Copy every line from the records below that holds the word "TODO".

┏━━

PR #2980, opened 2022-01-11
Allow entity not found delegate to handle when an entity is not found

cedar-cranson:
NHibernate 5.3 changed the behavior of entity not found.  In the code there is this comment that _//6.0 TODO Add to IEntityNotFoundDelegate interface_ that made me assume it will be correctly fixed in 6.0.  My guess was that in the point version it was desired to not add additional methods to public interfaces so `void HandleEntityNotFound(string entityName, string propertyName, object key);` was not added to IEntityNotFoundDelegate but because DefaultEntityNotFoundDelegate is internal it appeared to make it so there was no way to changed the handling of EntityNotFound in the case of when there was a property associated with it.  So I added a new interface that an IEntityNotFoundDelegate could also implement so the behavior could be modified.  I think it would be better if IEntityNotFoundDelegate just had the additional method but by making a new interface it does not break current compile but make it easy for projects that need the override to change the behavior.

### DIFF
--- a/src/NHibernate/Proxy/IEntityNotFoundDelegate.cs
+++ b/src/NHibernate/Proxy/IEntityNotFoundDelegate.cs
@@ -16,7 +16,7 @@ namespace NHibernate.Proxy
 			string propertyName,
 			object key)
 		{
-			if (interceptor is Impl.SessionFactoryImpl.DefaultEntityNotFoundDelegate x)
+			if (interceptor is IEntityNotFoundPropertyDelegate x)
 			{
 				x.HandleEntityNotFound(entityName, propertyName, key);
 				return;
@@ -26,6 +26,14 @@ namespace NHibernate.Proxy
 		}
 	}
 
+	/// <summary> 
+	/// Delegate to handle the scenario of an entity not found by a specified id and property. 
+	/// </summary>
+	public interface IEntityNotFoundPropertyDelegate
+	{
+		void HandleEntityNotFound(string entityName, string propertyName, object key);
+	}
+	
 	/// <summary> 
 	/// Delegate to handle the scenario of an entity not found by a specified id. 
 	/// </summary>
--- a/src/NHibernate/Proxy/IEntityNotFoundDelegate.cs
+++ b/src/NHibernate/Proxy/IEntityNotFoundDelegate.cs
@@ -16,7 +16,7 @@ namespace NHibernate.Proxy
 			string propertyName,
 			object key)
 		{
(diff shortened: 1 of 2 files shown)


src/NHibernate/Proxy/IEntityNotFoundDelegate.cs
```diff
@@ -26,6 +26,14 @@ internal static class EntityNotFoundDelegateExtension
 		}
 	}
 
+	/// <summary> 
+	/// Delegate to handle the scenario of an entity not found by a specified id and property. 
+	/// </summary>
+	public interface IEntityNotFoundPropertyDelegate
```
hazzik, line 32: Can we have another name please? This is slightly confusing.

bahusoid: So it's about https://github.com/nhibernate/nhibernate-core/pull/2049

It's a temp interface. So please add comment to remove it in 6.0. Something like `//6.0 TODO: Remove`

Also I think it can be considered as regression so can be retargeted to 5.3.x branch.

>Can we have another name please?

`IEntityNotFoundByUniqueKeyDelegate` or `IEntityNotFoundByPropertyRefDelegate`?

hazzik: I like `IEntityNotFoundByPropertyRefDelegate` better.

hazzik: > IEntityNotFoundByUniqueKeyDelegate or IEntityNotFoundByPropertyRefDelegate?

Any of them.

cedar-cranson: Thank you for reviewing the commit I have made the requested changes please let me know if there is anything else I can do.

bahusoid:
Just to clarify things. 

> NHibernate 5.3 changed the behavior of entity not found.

┗━━

ANSWER SECTION
NHibernate 5.3 changed the behavior of entity not found.  In the code there is this comment that _//6.0 TODO Add to IEntityNotFoundDelegate interface_ that made me assume it will be correctly fixed in 6.0.  My guess was that in the point version it was desired to not add additional methods to public interfaces so `void HandleEntityNotFound(string entityName, string propertyName, object key);` was not added to IEntityNotFoundDelegate but because DefaultEntityNotFoundDelegate is internal it appeared to make it so there was no way to changed the handling of EntityNotFound in the case of when there was a property associated with it.  So I added a new interface that an IEntityNotFoundDelegate could also implement so the behavior could be modified.  I think it would be better if IEntityNotFoundDelegate just had the additional method but by making a new interface it does not break current compile but make it easy for projects that need the override to change the behavior.
It's a temp interface. So please add comment to remove it in 6.0. Something like `//6.0 TODO: Remove`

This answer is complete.